PR #13248, opened 2026-08-26
Bump Playwright to 1.62.1 monorepo-wide (catalog + container image)

danielzytohoc:
### Context

The PR replaces Dependabot's #13152 and fixes the config that produced it. That PR bumped `@playwright/test` only in `visual-tests/package.json` without regenerating `pnpm-lock.yaml` — Dependabot watches `directory: "/visual-tests"`, where no lockfile exists in a pnpm workspace — so every CI run died at `pnpm install` with `ERR_PNPM_OUTDATED_LOCKFILE` before a single test job started.

This PR does the bump the way the repo policy asks for it (one Playwright version, catalog and container tag together, never apart):

- pnpm **catalog**: `1.61.1` → **`1.62.1`**; e2e container image → `mcr.microsoft.com/playwright:v1.62.1-noble` (`.github/workflows/e2e.yml`).
- `visual-tests/` (`~1.60.0`) and `docs/` (`1.45.x`) migrate onto `"@playwright/test": "catalog:"` — the migration `tests/README.md` already planned.
- `performance-tests/` is npm-managed (own `package-lock.json`), so it is bumped by hand to `~1.62.1` in lockstep.
- `visual.yml` browser-cache key now also hashes `pnpm-workspace.yaml`: with `catalog:` in `visual-tests/package.json`, a version bump no longer changes that file, and the old key would have kept serving stale browsers on a cache hit.
- `.github/dependabot.yml` is repointed at the workspace root, so future Playwright PRs regenerate the root lockfile instead of failing frozen-lockfile installs; its comment documents the container-tag pairing rule.
- `tests/README.md` and the `pnpm-workspace.yaml` catalog comment updated to match.

**Watch items for review:**

- **Visual regression (reg-suit)**: 1.60 → 1.62 ships new Chromium/Firefox/WebKit builds — expect screenshot diffs against the `develop` golden records. Review the report the `Visual / Compare` sticky comment links to and approve with the `visual-approved` label (all-or-nothing; the label is removed again on every push). Argos is gone from `develop` since this PR was opened, so the earlier "Argos approval pass" note no longer applies.
- **docs**: jumps 1.45.x → 1.62.1; expect screenshot churn on the next docs-visual-tests run.
- **performance-tests**: newer Chromium may shift timings against the gh-pages golden until the post-merge golden refresh.
- Playwright 1.62 isolated the headless clipboard — clipboard-related specs are the most likely functional wobble.

`[skip changelog]` — CI/tooling and test-package dependency change only; no shippable source touched.

### How has this been tested?

- `pnpm install` regenerated the lockfile with exactly one `playwright@1.62.1` entry; `tests/`, `visual-tests/`, and `docs/` all resolve `1.62.1` via `catalog:` (verified with each package's `playwright --version`).
- `npm install --package-lock-only` regenerated `performance-tests/package-lock.json` at `1.62.1`.
- `playwright test --list` passes on all four configs under 1.62.1 — `tests/` (2538 tests), `visual-tests/` multi-framework (91) and cross-browser (129), `docs/` (521) — so config loading and spec collection work on the new version.
- The full theme × bundle matrix, visual regression, and docs suites run in CI; the e2e legs run inside the matching `v1.62.1-noble` container.
- **Refreshed onto `develop` (2026-09-02, e3360d827):** one conflict, `visual-tests/package.json` — `develop` dropped `@argos-ci/core` (reg-suit replaced Argos) while this branch moved `@playwright/test` to `catalog:`; resolved by keeping the catalog specifier and accepting the removal. The auto-merged `pnpm-lock.yaml` was verified consistent (`pnpm install --lockfile-only` produced no change) and audited against `develop`: the only identity changes in the lock are the Playwright bump itself — no unrelated `latest` specifier floated. Every intended change re-verified after the merge: catalog `1.62.1`, container `v1.62.1-noble`, the `visual.yml` cache key hashing `pnpm-workspace.yaml`, all three `catalog:` specifiers, `performance-tests` at `~1.62.1`, dependabot repointed at the root.

### Types of changes

### Related issue(s):

1. Replaces #13152

### Affected project(s):

- [ ] `handsontable`
- [ ] `@handsontable/vue3`

(Touches test/CI packages only: `tests/`, `visual-tests/`, `docs/`, `performance-tests/`, workflows.)

### Checklist:

---

> [!NOTE]
> **Medium Risk**
> Touches all Playwright tiers and CI caching; expect visual/docs screenshot churn and transient perf compare noise, while the FormulasGridPage changes reduce E2E flake risk on 1.62.
> 
> **Overview**
> Bumps **@playwright/test** to **1.62.1** monorepo-wide: pnpm catalog, `e2e.yml` container (`v1.62.1-noble`), `performance-tests/` lockfile, and `docs/` / `visual-tests/` moved onto `"catalog:"` so one version replaces the old split pins (1.45.x / ~1.60).
> 
> **CI and Dependabot hardening:** Dependabot now watches `/` (root lockfile) with notes that catalog and container tag must bump together; new `playwright-version-sync.test.mjs` fails the tooling gate if catalog, `e2e.yml`, and docs drift. Path filters and Playwright/browser snapshot cache keys include `pnpm-lock.yaml` / `pnpm-workspace.yaml` so catalog-only bumps re-run visual and docs legs and avoid stale browser caches.
> 
> **Functional test fix for 1.62:** `FormulasGridPage` wheel-scrolls drag targets into the pressable holder (sticky headers), asserts the selected range after drag-select, and replaces iteration-count auto-scroll pumping with time-bounded `expect.poll` — addressing horizon-theme flakes from layout/metric shifts on the new engine. Docs (`tests/README.md`, `tests/AGENTS.md`, `performance-tests/README.md`, `.ai/STACK.md`) updated for the new version and operational caveats (visual/perf golden noise until baselines refresh).
> 
> <sup>Reviewed by [Cursor Bugbot](https://cursor.com/bugbot) for commit b2e63bc45d26965c6395b2934c9d784d3ba16eea. Bugbot is set up for automated code reviews on this repo. Configure [here](https://www.cursor.com/dashboard/bugbot).</sup>


danielzytohoc:
**Horizon Playwright legs — root cause and fix** (commit 77de3e59d)

The first run's only real failures were the two `Playwright (theme: horizon)` legs, both on one spec (`e2e/fill-handle-formulas.spec.ts`). It is not a product regression and not the browser bump itself — it is a latent race in the spec's page object that the new Chromium's ~1px row-metric shift finally exposed:

1. `selectRange(1,2 → 2,4)` computed its drag end from cell (2,4)'s bounding box. Bounding boxes ignore overflow clipping, and on horizon (tallest rows) that cell's **center lies just past the holder's 130px fold**.
2. Parking a real mouse there means "extend the selection past the edge": DragToScroll legitimately kicks in, and the selection overshoots to `1,2 → 3,4`.
3. The fill handle then belongs to row 3's bottom edge — outside the visible holder. `toBeVisible()` passes for clipped elements, so the corner grab silently pressed the page body, `afterOnCellCornerMouseDown` never fired, DragToScroll never armed, and the "auto-scroll never brought cell 6,4 into view" error followed.

The same failure reproduces on macOS with Playwright **1.61.1** — the old CI green was luck: the overshoot race happened to settle on the intended range plus a helpful scroll on that platform's row metrics. The 1.62 Chromium shifted cell (2,4)'s center across the fold on Linux too.

Fix (page object only, no product code):
- `selectRange` clamps both drag points into the holder's visible area and **asserts the achieved range** afterwards, so an overshoot fails loudly at its cause.
- Before grabbing the corner, the page object wheel-scrolls the holder until the corner is genuinely inside the visible area — exactly what a user does when the handle is below the fold.
- The auto-scroll wait is now a time-bounded `expect.poll` instead of a fixed 200-iteration mousemove pump (an iteration count is a hidden wall-clock budget that shrinks with every Playwright/CDP speedup).

Verified locally on all six legs (main/horizon/classic × UMD/full.min) under 1.62.1.

tests/fixtures/pages/FormulasGridPage.ts
```diff
@@ -42,36 +42,103 @@ export class FormulasGridPage {
...
+    const holder = await this.grid.locator('.ht_master .wtHolder').boundingBox();
 
-    if (!from || !to) {
-      throw new Error('range endpoints are not rendered');
+    if (!from || !to || !holder) {
+      throw new Error('range endpoints or the holder are not rendered');
     }
 
-    await this.page.mouse.move(from.x + from.width / 2, from.y + from.height / 2);
+    const clampX = (x: number) => Math.min(Math.max(x, holder.x + 2), holder.x + holder.width - 2);
```
budnix: `.ht_master .wtHolder` covers the whole grid body, including the strips that the column-header and row-header overlays sit on top of. The fixture sets `rowHeaders: true`, so `holder.x + 2` is inside the row header — a left-clipped target would press the header, select the whole row, and the new assertion below would blame the target cell rather than the clamp. `clampY`'s lower bound has the same problem with the column headers. Curious whether wheel-scrolling the target into view, the way `dragAreaFillHandleToCell` now does, would fit better here — clamping only gives the right range while the target row still touches the bottom 2px.

tests/fixtures/pages/FormulasGridPage.ts
```diff
@@ -42,36 +42,103 @@ export class FormulasGridPage {
...
+    // On tall-row themes a freshly selected range can end past the fold, which
+    // leaves its fill handle overflow-clipped below the holder. The corner's
+    // box ignores clipping (toBeVisible() passes for a fully clipped element),
+    // so grabbing it blind would silently press the page body and never arm
+    // the grid's drag-to-scroll. Mirror what a user does: wheel-scroll the
+    // holder until the corner actually sits inside its visible area.
+    await this.page.mouse.move(holderBox.x + holderBox.width / 2, holderBox.y + holderBox.height / 2);
+    await expect
+      .poll(async() => {
+        const corner = await this.areaCorner.boundingBox();
```
budnix: `cellInHolderView` further down guards with `count() === 0` before calling `boundingBox()`, and its comment says why: `boundingBox()` waits for `attached` first, so a missing element stalls instead of returning. This call has no such guard, and `.wtBorder.area.corner` is torn down and rebuilt on re-render — which the wheel just below triggers. A probe that lands mid-render blocks for the 10s locator timeout, blows past the 5s poll budget, and you get a generic test timeout instead of the message.

```suggestion
        if (await this.areaCorner.count() === 0) {
          return false;
        }

        const corner = await this.areaCorner.boundingBox();
```

tests/fixtures/pages/FormulasGridPage.ts
```diff
@@ -42,36 +42,103 @@ export class FormulasGridPage {
...
+
+        if (!corner) {
+          return false;
+        }
+        if (corner.y + corner.height > holderBox.y + holderBox.height + 1) {
+          await this.page.mouse.wheel(0, 40);
```
budnix: `expect.poll` uses fixed intervals (100, 250, 500, then 1000ms), so a 5s budget gives roughly 7-8 probes no matter how fast the machine is — about 300px of scroll in total. That turns the reach into a hidden budget, which is the same thing the new `tests/AGENTS.md` section in this PR warns about, one method below. Scaling the wheel by how far the corner still has to travel drops the cap.

```suggestion
          await this.page.mouse.wheel(0, Math.max(40, (corner.y + corner.height) - (holderBox.y + holderBox.height)));
```

tests/fixtures/pages/FormulasGridPage.ts
```diff
@@ -42,36 +42,103 @@ export class FormulasGridPage {
...
+        }
+
+        return true;
+      }, {
+        message: 'the area fill handle never scrolled into the holder view',
+        timeout: 5000,
+      })
+      .toBe(true);
+
+    const handle = await this.areaCorner.boundingBox();
```
budnix, line 115: `gridBox` and `holderBox` are read before the wheel loop, but the loop can move things. When the holder is already at its scroll limit Chrome passes the wheel to the page, so the grid moves up while `gridBox.y` keeps its old value — and `belowGridY` right below is computed from it. The drag point can then land inside the grid (auto-scroll never arms) or much further down than the 20px the comment assumes. Worth re-reading both boxes here, after the poll.

tests/fixtures/pages/FormulasGridPage.ts
```diff
@@ -81,19 +148,31 @@ export class FormulasGridPage {
...
-
-    // boundingBox() reports overflow-clipped cells too, so an exhausted pump
-    // must fail HERE with its real cause — not later, as a confusing data
-    // mismatch after the gesture lands on a clipped coordinate.
-    if (!(await this.cellInHolderView(row, col))) {
-      throw new Error(`auto-scroll never brought cell ${row},${col} into the holder view`);
-    }
+    // Auto-scroll is TIMER-driven (DragToScroll's ScrollTimer advances one row
+    // per self-rescheduled tick; at 20px past the edge the tick interval is
+    // near its 500ms maximum), so the wait must be bounded by TIME, never by
```
budnix: Small thing on the numbers: with `DragToScroll`'s `min: 20, max: 500`, `rampDistance: 120` and `logScale: 200`, a pointer 20px past the edge gives about 180ms per tick, not close to 500ms. `belowGridY` is `gridBox.y + gridBox.height + 20`, so that's exactly the case this hits. Worth fixing since the 15s budget below was picked from this figure.

tests/fixtures/pages/FormulasGridPage.ts
```diff
@@ -81,19 +148,31 @@ export class FormulasGridPage {
...
+
+    await expect
+      .poll(async() => {
+        jitter = 1 - jitter;
+        await this.page.mouse.move(startX, belowGridY + jitter);
+
+        return this.cellInHolderView(row, col);
+      }, {
+        message: `auto-scroll never brought cell ${row},${col} into the holder view`,
+        timeout: 15000,
```
budnix: The two polls in this method ask for 5s + 15s, and `tests/playwright.config.ts` sets `timeout: 20_000` for the whole test. Add the time spent in `goto()` and `selectRange()` and Playwright kills the test before this poll can run out — so instead of the message above you get "Test timeout of 20000ms exceeded" with no location, which is the opposite of what the comment wants. CI runs `retries: 1` with `failOnFlakyTests`, so a horizon leg that only just fits still fails the run. Either raise the timeout for this spec or shrink both budgets so they leave room.

docs/package.json
```diff
@@ -68,7 +68,7 @@
   },
   "devDependencies": {
     "@octokit/rest": "^18.6.7",
-    "@playwright/test": "1.45.x",
+    "@playwright/test": "catalog:",
```
budnix, line 71: This moves docs from 1.45.x to 1.62.1 — about 18 Chromium releases. `docs-visual-tests.yml` keys its snapshot cache on `<repo>/<ref>-<run_id>` with a fallback to `refs/heads/develop`, and no Playwright version anywhere in the key. After merge the job restores develop's snapshots (rendered by the old Chromium), sets `cache-restored=true`, skips the `--update-snapshots` step, and every test in `visualDocs.spec.ts` fails on font and pixel differences. Adding `hashFiles('pnpm-lock.yaml')` to that key, or running the workflow once with `update-snapshots=true`, would cover it.

pnpm-workspace.yaml
```diff
@@ -13,10 +13,12 @@ packages:
...
 # One Playwright version across the monorepo — the catalog version and the CI
-# container tag (mcr.microsoft.com/playwright:vX.Y.Z-noble) bump together, never
-# apart. visual-tests migrates onto the catalog in a separate reviewed change.
+# container tag (mcr.microsoft.com/playwright:vX.Y.Z-noble in e2e.yml) bump
+# together, never apart. tests/, visual-tests/, and docs/ consume it via
+# `catalog:`; performance-tests/ is npm-managed (own package-lock.json), so its
+# pin is kept in lockstep by hand.
 catalog:
-  '@playwright/test': 1.61.1
+  '@playwright/test': 1.62.1
```
budnix, line 21: Now that visual-tests and docs read the version from here, a future bump touches only this file and `pnpm-lock.yaml`. `checks.yml`'s `test-visual` filter watches only `./examples/next/visual-tests/**` and `./visual-tests/**`, and `docs` watches only `./docs/**` and `./handsontable/package.json` — so neither would run on the one change that swaps the browser binaries. This PR doesn't hit it because it also edits both package.json files, so green CI here says little about the next bump. Adding `./pnpm-lock.yaml` and `./pnpm-workspace.yaml` to both filters would close it.

.github/dependabot.yml
```diff
@@ -1,7 +1,16 @@
...
+  # the workspace root, not a leaf package (a leaf directory has no lockfile,
+  # which made Dependabot open manifest-only PRs that failed the frozen-lockfile
+  # install; see PR #13152). Merging a Playwright bump requires moving the
+  # container tag in .github/workflows/e2e.yml (mcr.microsoft.com/playwright)
+  # to the same version in the same PR — the catalog and the image bump
+  # together, never apart. performance-tests/ (npm-managed, own package-lock)
+  # is bumped by hand in lockstep.
   - package-ecosystem: "npm"
-    directory: "/visual-tests"
+    directory: "/"
```
budnix, line 13: The `allow` rule below still names `@playwright/test`, but after this PR no package.json pins it — the version only lives in the catalog. Did you get to check that Dependabot's npm ecosystem rewrites pnpm catalog entries? If it doesn't, the weekly bump quietly stops and nothing turns red. And if it does, its PR would move the catalog but leave `e2e.yml` on the old tag, which fails with `Executable doesn't exist at /ms-playwright/chromium-...` — `fork-guards.test.mjs` already asserts workflow contents, so a small test tying the image tag to the catalog would turn this comment into a real check.

performance-tests/package.json
```diff
@@ -12,7 +12,7 @@
   "author": "Handsoncode <hello@handsontable.com>",
   "license": "ISC",
   "devDependencies": {
-    "@playwright/test": "~1.58.2",
+    "@playwright/test": "~1.62.1",
```
budnix, line 15: `run.mjs` does `npx playwright install chromium`, so the suite measures whatever Chromium this pin ships. The golden on gh-pages (`performance-reports/develop/latest.json`) came from 1.58.2's, so the first PR after this merges compares new-engine timings and heap numbers against old-engine ones, and `report-builder.mjs` will flag "regressed X%" on scenarios nobody touched. It's callouts, not a gate, but reviewers read them as real until the develop push rewrites the golden — worth a refresh here or a note in the history index.

visual-tests/package.json
```diff
@@ -20,7 +20,7 @@
   "license": "CC BY 4.0",
   "devDependencies": {
     "@argos-ci/core": "^5.1.1",
-    "@playwright/test": "~1.60.0",
+    "@playwright/test": "catalog:",
```
budnix, line 23: This goes 1.60 → 1.62.1 across chromium, firefox and webkit, so expect a wide Argos diff on this PR from anti-aliasing and font metrics alone. Fine to take as a new baseline, just worth approving it knowingly rather than waving it through — the `visual.yml` change covers the browser-binary cache, not the snapshots.

tests/README.md
```diff
@@ -78,6 +85,6 @@ npm --prefix handsontable run test:walkontable # the rendering engine's own pipe
 
 ## One Playwright version across the monorepo
 
-There must be **one** Playwright version, installed once, aligned to the version CI runs — currently **1.61.1**. The mechanism is the pnpm **catalog**: `pnpm-workspace.yaml` declares `catalog: { '@playwright/test': 1.61.1 }` and this package sets `"@playwright/test": "catalog:"`. `visual-tests/` (and later `performance-tests/`, `docs/`) move onto the catalog in their own reviewed bumps.
+There must be **one** Playwright version, installed once, aligned to the version CI runs — currently **1.62.1**. The mechanism is the pnpm **catalog**: `pnpm-workspace.yaml` declares `catalog: { '@playwright/test': 1.62.1 }` and this package, `visual-tests/`, and `docs/` all set `"@playwright/test": "catalog:"`. `performance-tests/` is npm-managed (its own `package-lock.json`), so its pin is bumped by hand in lockstep.
```
budnix, line 88: `.ai/STACK.md:41` still says "Playwright 1.61", so the monorepo stack reference now disagrees with the catalog, this file, and the container tag. One-line fix, but it's the same drift the "never apart" rule exists to prevent.

tests/fixtures/pages/FormulasGridPage.ts
danielzytohoc: Right on both counts — the clamp could land in the header strips, and it only rescued edge-touching targets. Replaced clamping entirely with your suggestion in c822b4f: both endpoints are wheel-scrolled into the holder's pressable area (holder minus the `ht_clone_top` band) before the drag, and the achieved-range assertion stays as the loud backstop. One wrinkle surfaced while verifying on horizon: with a floored wheel step the `to`/`from` pair ping-pongs (details in the thread on the wheel-step suggestion), so the wheel moves the exact remaining distance instead.

tests/fixtures/pages/FormulasGridPage.ts
danielzytohoc: Applied in c822b4f — the corner reach now goes through a shared `#wheelIntoView` helper that checks `count()` before `boundingBox()`, exactly as `cellInHolderView` does and for the reason you quote.

tests/fixtures/pages/FormulasGridPage.ts
danielzytohoc: Took the scaling, dropped the floor: the wheel now moves the exact remaining distance + 2px (c822b4f). The `Math.max(40, …)` floor turned out to reintroduce the original failure on horizon — `to` needs ~21px down, `from` then needs a 2px nudge up, and the 40px floor undid the first wheel and re-clipped `to`, so the drag overshot to row 3 again. Exact steps converge in one wheel per direction and still remove the hidden reach cap you flagged.

tests/fixtures/pages/FormulasGridPage.ts
danielzytohoc: Fixed in c822b4f — both boxes are read after the wheel poll, with a comment carrying your scroll-chaining rationale (holder at its limit hands the wheel to the page, so the grid itself can move).

tests/fixtures/pages/FormulasGridPage.ts
danielzytohoc: You're right — I'd ignored `logScale`. log(1 + 0.1667·200) / log(201) ≈ 0.667 → 500 − 0.667·480 ≈ 180ms per tick. Comment corrected in c822b4f, and the poll budget note now derives from that figure instead.

tests/fixtures/pages/FormulasGridPage.ts
danielzytohoc: Shrunk in c822b4f: the wheel polls get 2s each and the auto-scroll poll 8s (~40 ticks of headroom at ~180ms/tick) — worst case ≈14s, leaving room for goto + gestures inside the 20s test timeout, so an exhausted poll still fails with its message rather than a locationless test timeout.

docs/package.json
danielzytohoc: Added `hashFiles('pnpm-lock.yaml')` to the restore key, both restore-keys, and the save key in c822b4f. A browser bump now misses the cache, which routes into the existing `Initialize snapshots` step — the suite re-baselines itself instead of failing every spec against old-engine snapshots.

pnpm-workspace.yaml
danielzytohoc: Added `./pnpm-lock.yaml` + `./pnpm-workspace.yaml` to both `test-visual` and `docs` in c822b4f. For the record: the `config-files` anchor already carries `./pnpm-lock.yaml`, so build-umd (and with it the Playwright container legs), unit, and perf already route on a catalog-only bump — these two filters were exactly the remaining gaps.

.github/dependabot.yml
danielzytohoc: Checked: Dependabot supports pnpm workspace catalogs since Feb 2025 (GA: https://github.blog/changelog/2025-02-04-dependabot-now-supports-pnpm-workspace-catalogs-ga/), so the weekly bump keeps flowing — which makes your second scenario the live one. c822b4f adds `.github/scripts/__tests__/playwright-version-sync.test.mjs` to the tooling gate (I found no fork-guards.test.mjs in the tree, so it sits beside repo-root.test.mjs and runs via `npm run test:tooling`): it asserts the e2e.yml image tag, tests/README.md, and .ai/STACK.md all match the catalog version, so a catalog-only PR goes red in `Checks / tooling tests` with a message naming the bump-together rule.

performance-tests/package.json
danielzytohoc: Documented in performance-tests/README.md (c822b4f): the golden carries the engine it was measured with, the first post-merge PRs may show phantom regression callouts on untouched scenarios, and the develop push that follows the merge rewrites the golden. I stopped short of a pre-merge refresh — the golden job only runs on develop pushes — but happy to trigger a manual refresh right after merge if you'd prefer that over the note.

visual-tests/package.json
danielzytohoc: Agreed on approving knowingly. For the record, Argos evaluated this PR and came back green — build 5952: https://app.argos-ci.com/handsontable/handsontable/builds/5952 — so at current thresholds the 1.60→1.62 jump didn't move these demos' pixels. Worth the pre-merge glance at that build all the same.

tests/README.md
danielzytohoc: Fixed to 1.62.1 in c822b4f — and .ai/STACK.md is now one of the files the new `playwright-version-sync` tooling test asserts against the catalog, so this drift class turns red instead of lingering.

budnix (dismissed):

qunabu:
@cursoragent resolve conflicts, @danielzytohoc ready to be merged ?

budnix (approved):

----

-- WHAT THIS TASK INVOLVES --
From the top of the listing above, restate each line word for word up to and including the line with "### Context"; add nothing else.

-- RESULT OF THE TASK --
PR #13248, opened 2026-08-26
Bump Playwright to 1.62.1 monorepo-wide (catalog + container image)

danielzytohoc:
### Context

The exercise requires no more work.